-- TASK INSTRUCTIONS --
Retype the whole listing that follows, with nothing added or left out.

-- DATA EXCERPTS --
PR #2195, opened 2021-01-25
Fixes for BQ schema issues

pegbertsch:
Fixes for BQ schema generation issues found during PDR rebuild:
* Update the SQL for the BQ `v_pdr_participant_module` view to include the new `mod_external_id` field
* Restrict the queries to find questionnaire question codes based on the system value (to resolve issues with noncomformant data that exists in stable environment)
* Make the checks for duplicate field names when generating a module schema case-insentive

The stable and production BQ schemas have already been migrated with these changes incorporated

### DIFF
--- a/rdr_service/model/bq_questionnaires.py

-- RESPONSE TO THIS EXERCISE --
PR #2195, opened 2021-01-25
Fixes for BQ schema issues

pegbertsch:
Fixes for BQ schema generation issues found during PDR rebuild:
* Update the SQL for the BQ `v_pdr_participant_module` view to include the new `mod_external_id` field
* Restrict the queries to find questionnaire question codes based on the system value (to resolve issues with noncomformant data that exists in stable environment)
* Make the checks for duplicate field names when generating a module schema case-insentive

The stable and production BQ schemas have already been migrated with these changes incorporated

### DIFF
--- a/rdr_service/model/bq_questionnaires.py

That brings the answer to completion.